I remember looking back to that place. How the weight of silence could’ve been a body, how one could collapse with full intention and never really look forward the same. How breathing, as strong as dead the could, made me so receptive of death. How I had so much rage in me. It has left me tender. How surrender was the only thing I could possibly do, they say that rage has no place in the world but in those moments. I remember the dead as simply dead.
When I told you how I felt so much pain in Jameel, it was pain in a sense that I could not possibly make space for. How it feels like all I know is the knife lodged into me and I have yet to have a language for my own body. How the knife was placed there by someone who's long gone and is kept there by figures who've promised me all attempts for closeness but disappear when I bleed or uncover something forbidden. How the history to form a language for my own body is rife with "American/International" "I can't" and "Excess".
Pain that has left even the detritus of what has happened.
I remember writing the line:
"...smidge of existence courting erasure"
If I twist the light enough and I could see the joke Farah and I made about your existence.
And I am left with a question hanging on my head.
How could I not make space for you?
Every time you do something with me, it feels like a joint effort, and I do agree that in time, our conversations, posts we sent, music we shared, poetry we conjured through social media will be a "smidge of existence courting erasure."
For the case of our own individual memories? That much I don't know, I don't know if some greater force of nature out there will grant us the bandwidth to remember, remember without tarnishing the source of that memory, but I am hopeful that I am changed enough after this to learn how to keep it.

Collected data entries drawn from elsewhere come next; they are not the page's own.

PR #3103, opened 2023-02-02
Adding SIPNET all states (snow, soil moisture, litter, wood, etc) to params$restart

helge22a:
## Description

Track water states in params$restart so that new model runs do not use default param values.
## Motivation and Context

Using default param values for water states adds cyclic behavior in the model output that is not present in the data. This should help work being done by @mdietze @serbinsh @DongchenZ @Qianyuxuan 
## Review Time Estimate

- [ ] Immediately
- [ ] Within one week
- [ ] When possible

## Types of changes

## Checklist:


base/db/R/dbfiles.R
```diff
@@ -350,9 +350,10 @@ dbfile.input.check <- function(siteid, startdate = NULL, enddate = NULL, mimetyp
         container.id = inputs$id,
         con = con,
         hostname = hostname,
-        machine.check = TRUE,
+        machine.check = FALSE, #issues with hostid not matching and resulting in error message dispite files existing on host machine
         return.all = return.all
       )
+      PEcAn.logger::logger.info("Set machine.check = FALSE, when TRUE results in error message even when files are on host machine")
```
Aariq, line 356: Should this just be a comment?  Doesn't seem like something the user has control over.  Either that or add it as an argument to the function and give it a default value?

modules/assim.sequential/R/sda.enkf_MultiSite.R
```diff
@@ -159,9 +159,14 @@ sda.enkf.multisite <- function(settings,
...
 
   #--get model specific functions
-  my.write_restart <- paste0("PEcAn.", model, "::write_restart.", model)
-  my.read_restart <- paste0("PEcAn.", model, "::read_restart.", model)
-  my.split_inputs  <- paste0("PEcAn.", model, "::split_inputs.", model)
+  #switch to depreciated version for debugging purposes
+  do.call("library", list(paste0("PEcAn.", model)))
+  my.write_restart <- paste0("write_restart.", model)
+  my.read_restart <- paste0("read_restart.", model)
+  my.split_inputs  <- paste0("split_inputs.", model)
```
Aariq, line 166: This looks kind of like you're trying to re-invent S3 dispatch.  Might be worth thinking about just implementing these functions as generic functions.  See http://adv-r.had.co.nz/S3.html

modules/assim.sequential/inst/Site_XMLS/testingMulti_HF.xml
```diff
@@ -115,7 +115,13 @@
...
   </run>
   <host>
-    <name>localhost</name>
+    <name>geo.bu.edu</name>
+    <user>ahelgeso</user>
+    <prerun>module load R/4.1.2</prerun>
+    <qsub>qsub -l h_rt=24:00:00 -q &apos;geo*&apos; -N SIPNETrun -S /bin/bash -o /projectnb/dietzelab/ahelgeso/Jobs/qsub -e /projectnb/dietzelab/ahelgeso/Jobs/qsub</qsub>
+    <qsub.jobid>Your job ([0-9]+) .*</qsub.jobid>
+    <qstat>'qstat -j @JOBID@ &amp;> /dev/null || echo DONE'</qstat>
+    <tunnel>/projectnb/dietzelab/ahelgeso/tunnel</tunnel>
```
Aariq, line 124: This doesn't seem like something that should be part of the R package

base/db/R/dbfiles.R
helge22a: It is already a function argument and the default value is TRUE. Recently, I've had issues with the machine check failing even though the files exist on the host machine (which is the point of the check). I added the message to aid in debugging and so that it would clear to others using the function, that for the time being I am changing the default value.

modules/assim.sequential/R/sda.enkf_MultiSite.R
helge22a: Good catch this is depreciated version of the code that I use when debugging, I will update to current version.

modules/assim.sequential/inst/Site_XMLS/testingMulti_HF.xml
helge22a: In order to execute model runs via a tunnel you need to make sure your host settings in the xml are configured properly. Including this as an example is helpful to other users, since the documentation can be a bit confusing.

base/db/R/dbfiles.R
Aariq: I mean that it doesn't look like it's an argument that's being passed from `dbfile.input.check()`.  So the logger message will display when`dbfile.input.check()` is run under certain conditions, but there's no way to change `machine.check` in `dbfile.input.check()`.

helge22a: I switched back to the default values for the PR and am keeping my changes locally.

models/sipnet/R/read_restart.SIPNET.R
```diff
@@ -22,9 +22,14 @@ read_restart.SIPNET <- function(outdir, runid, stop.time, settings, var.names, p
   prior.sla <- params[[which(!names(params) %in% c("soil", "soil_SDA", "restart"))[1]]]$SLA
   
   forecast <- list()
-  # additional varnames, because we need these deterministic relationships
-  var.names <- c(var.names, "fine_root_carbon_content", "coarse_root_carbon_content")
-  
+  params$restart <-c() #state.vars not in var.names will be added here
+  #SIPNET inital states refer to models/sipnet/inst/template.param
+  state.vars <- c("SWE", "SoilMoistFrac", "AbvGrndWood", "TotSoilCarb", "LAI",
```
mdietze, line 27: litter moisture seems to still be missing

mdietze (changes requested):
Looks very close. In addition to adding litter moisture, make sure to update the change log and the documentation. Also, before we merge this in we really need confirmation that its been tested for a run with >1 site and that it is correctly writing the old restart states into the new files (i.e. that both the state and site matching is correct)

models/sipnet/R/read_restart.SIPNET.R
helge22a: While litter moisture is written to the sipnet.out files, this variable appears to be absent from the .nc files. I've review model2netcdf.SIPNET and litter water is not included in the variables transfered from sipnet.out to .nc. Since the read.restart.SIPNET function reads in the .nc files, I did not include litter water. If litter water should be included then this will require an update to model2netcdf as well as read.restart.SIPNET.

helge22a: Was this a previous oversight? Should I update model2netcdf to include litter water?

models/sipnet/R/read_restart.SIPNET.R
```diff
@@ -38,24 +43,18 @@ read_restart.SIPNET <- function(outdir, runid, stop.time, settings, var.names, p
...
   last <- which(as.Date(real_time)==as.Date(stop.time))[length(which(as.Date(real_time)==as.Date(stop.time)))]
   
-  params$restart <-c() ## This will be filled with some restart coefficient if above ground wood is in the state variables.
-  
   #### PEcAn Standard Outputs
   if ("AbvGrndWood" %in% var.names) {
     forecast[[length(forecast) + 1]] <- PEcAn.utils::ud_convert(ens$AbvGrndWood[last],  "kg/m^2", "Mg/ha")
     names(forecast[[length(forecast)]]) <- c("AbvGrndWood")
-    
+  }else{
```
DongchenZ, line 50: If AGB is in the var.names, then the root carbon will not be updated into params object.

models/sipnet/R/read_restart.SIPNET.R
```diff
@@ -111,6 +117,8 @@ read_restart.SIPNET <- function(outdir, runid, stop.time, settings, var.names, p
   if ("TotSoilCarb" %in% var.names) {
     forecast[[length(forecast) + 1]] <- ens$TotSoilCarb[last]  ## kgC/m2
     names(forecast[[length(forecast)]]) <- c("TotSoilCarb")
+  }else{
+    params$restart["TotSoilCarb"] <- ens$TotSoilCarb[last]
   }
   
   print(runid)
```
DongchenZ, line 124: I think in addition to the read_restart function, you also need to make changes to the write_restart function, in the `write_restart_sipnet` function, the `params$restart` becomes `IC_extra` object, and you will need to write several `else` control just like what you did in the read_restart function to make sure that you pass the restart values from `IC_extra` to `analysis.save` object and name them accordingly.

models/sipnet/R/read_restart.SIPNET.R
```diff
@@ -22,9 +22,14 @@ read_restart.SIPNET <- function(outdir, runid, stop.time, settings, var.names, p
...
   
   forecast <- list()
-  # additional varnames, because we need these deterministic relationships
-  var.names <- c(var.names, "fine_root_carbon_content", "coarse_root_carbon_content")
-  
+  params$restart <-c() #state.vars not in var.names will be added here
+  #SIPNET inital states refer to models/sipnet/inst/template.param
+  state.vars <- c("SWE", "SoilMoistFrac", "AbvGrndWood", "TotSoilCarb", "LAI", 
+                  "litter_carbon_content", "fine_root_carbon_content", "coarse_root_carbon_content")
+  #pre-populate parsm$restart with NAs so state names can be added
```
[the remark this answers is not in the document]
helge22a: I will double check the spelling where I've added new calls for params$restart

Aariq:
This is probably a separate PR, but if for some reason you feel like doing some refactoring, a more robust alternative to the way model2netcdf works might be to use named lists.  Right now it relies a lot on indexing by position which is easy to screw up by accident when adding or removing variables.  

For example, instead of this ...
```r
out <- list()
out[[1]] <- sipnet.output$npp * conversion_factor # NPP
out[[2]] <- sipnet.output$snow * 10 # SWE

...

nc_var[[1]] <- PEcAn.utils::to_ncvar("NPP", dims)
nc_var[[2]] <- PEcAn.utils::to_ncvar("SWE", dims)

...
```

... do this ...

``` r
out <- list(
  "NPP" = sipnet.output$npp * conversion_factor,
  "SWE" = sipnet.output$snow * 10,
...
)

nc_var <- list(
  "SWE" = PEcAn.utils::to_ncvar("SWE", dims),
  "NPP" = PEcAn.utils::to_ncvar("NPP", dims),
...
)
#order doesn't matter anymore, because you can sort them by name if you need the two lists to be in the same order
nc_var[names(out)]

```

models/sipnet/R/read_restart.SIPNET.R
```diff
@@ -111,8 +125,13 @@ read_restart.SIPNET <- function(outdir, runid, stop.time, settings, var.names, p
   if ("TotSoilCarb" %in% var.names) {
     forecast[[length(forecast) + 1]] <- ens$TotSoilCarb[last]  ## kgC/m2
     names(forecast[[length(forecast)]]) <- c("TotSoilCarb")
+  }else{
+    params$restart["TotSoilCarb"] <- ens$TotSoilCarb[last]
   }
   
+  #remove any remaining NAs from params$restart
+  na.omit(params$restart)
```
DongchenZ, line 133: please add global package name on the "na.omit" function. e.g. `stats::na.omit`

mdietze (commented):
still looking for parallel changes to write_restart

base/utils/data/standard_vars.csv
```diff
@@ -1,116 +1,117 @@
...
-Dens,NA,1 ha-1,Stem Density,Diversity,real,lon,lat,time,pft,Stem Density by PFT,
-DBH,NA,cm,Diameter at Breast Height,Diversity,real,lon,lat,time,pft,DBH by PFT,
-Fcomp,NA,kgC kgC-1,Aboveground Biomass Fractional Composition,Diversity,real,lon,lat,time,pft,Aboveground biomass Fractional composition of each PFT within each grid cell,
-Estab,NA,1 ha-1,New Individuals,Diversity,real,lon,lat,time,pft,New Individuals,
-Mort,NA,1 ha-1,Mortality,Diversity,real,lon,lat,time,pft,Individuals lost through death,
-SoilDepth,NA,m,Soil Depth Layer,Deprecated,real,depth,NA,NA,NA,Depth to the bottom of each model-defined soil layer,
-assimilation_rate,NA,kg C m-2 s-1,Leaf assimilation rate,Carbon Fluxes,real,lon,lat,time,NA,Rate of leaf photosynthesis / carbon assimilation,
-date_of_budburst,NA,day of year,Date of Budburst,Phenology,real,lon,lat,time,NA,Date of Budburst,
-date_of_senescence,NA,day of year,Date of Senescence,Phenology,real,lon,lat,time,NA,Date of Senescence,
+"","X.1","Variable.Name","standard_name","Units","Long.name","Category","var_type","dim1","dim2","dim3","dim4","Description","X"
```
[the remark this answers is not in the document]
helge22a: I loaded in the existing dataframe and added a new row. Not sure why it is showing up like this on github. I made no changes to the formatting.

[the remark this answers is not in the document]
mdietze: While I agree that you did not _intentionally_ make any changes to the formatting, this diff demonstrates that in practice you reformatted the whole file. Please revert and then in a text editor just add one new line to the bottom of the file.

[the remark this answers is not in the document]
helge22a: I fixed the formatting.

base/utils/data/standard_vars.csv
```diff
@@ -1,116 +1,117 @@
...
+"108","Fcomp",NA,"kgC kgC-1","Aboveground Biomass Fractional Composition","Diversity","real","lon","lat","time","pft","Aboveground biomass Fractional composition of each PFT within each grid cell"
+"109","Estab",NA,"1 ha-1","New Individuals","Diversity","real","lon","lat","time","pft","New Individuals"
+"110","Mort",NA,"1 ha-1","Mortality","Diversity","real","lon","lat","time","pft","Individuals lost through death"
+"111","SoilDepth",NA,"m","Soil Depth Layer","Deprecated","real","depth",NA,NA,NA,"Depth to the bottom of each model-defined soil layer"
+"112","assimilation_rate",NA,"kg C m-2 s-1","Leaf assimilation rate","Carbon Fluxes","real","lon","lat","time",NA,"Rate of leaf photosynthesis / carbon assimilation"
+"113","date_of_budburst",NA,"day of year","Date of Budburst","Phenology","real","lon","lat","time",NA,"Date of Budburst"
+"114","date_of_senescence",NA,"day of year","Date of Senescence","Phenology","real","lon","lat","time",NA,"Date of Senescence"
+"115","litter_mass_content_of_water",NA,"kg m-2","Average Layer Litter Moisture","Physical Variables","real","lon","lat","depth","time","Litter water content in litter layer, including liquid, vapor and ice"
```
mdietze, line 117: file still showing up as a major formatting change. Still needs to be reverted

modules/data.atmosphere/R/download.NOAA_GEFS.R
```diff
@@ -2,7 +2,7 @@
 ##' 
 ##' @section Information on Units:
 ##' Information on NOAA weather units can be found below. Note that the temperature is measured in degrees C, 
-##' but is converted at the station and downloaded in Kelvin.
+##' but is converted at the station and downlaoded in Kelvin.
```
mdietze, line 5: You seem to have added a new spelling error

modules/data.atmosphere/R/download.NOAA_GEFS.R
```diff
@@ -19,7 +19,7 @@
 ##' 
 ##' @section Data Save Format:
 ##' Data is saved in the netcdf format to the specified directory.  File names reflect the precision of the data to the given range of days.
-##' NOAA.GEFS.willow creek.3.2018-06-08T06:00.2018-06-24T06:00.nc specifies the forecast, using ensemble number 3 at willow creek on
+##' NOAA.GEFS.willow creek.3.2018-06-08T06:00.2018-06-24T06:00.nc specifies the forecast, using ensemble nubmer 3 at willow creek on
```
mdietze, line 22: same here

mdietze (changes requested):

modules/data.atmosphere/R/download.CRUNCEP_Global.R
```diff
@@ -9,7 +9,7 @@
 ##' @param overwrite logical. Download a fresh version even if a local file with the same name already exists?
 ##' @param verbose logical. Passed on to \code{\link[ncdf4]{ncvar_def}} and \code{\link[ncdf4]{nc_create}}
 ##'   to control printing of debug info
-##' @param maxErrors Maximum times to re-try following an error accessing netCDF data through THREDDS
+##' @param maxErrors Maximum times to re-try folloing an error accessing netCDF data through THREDDS
```
mdietze, line 12: another typo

Maybe I want to be destroyed, in a sense that having been so close with you I will never be the same, and I have to love who comes of me after. Transform everything I learned to make a language for my own body and pull out the knife, tenderly and lovingly, or collapse with full intention and never really look forward the same, or make space for pain I've never thought possible before just because it's proof—despite its risk of erasure—that I have loved.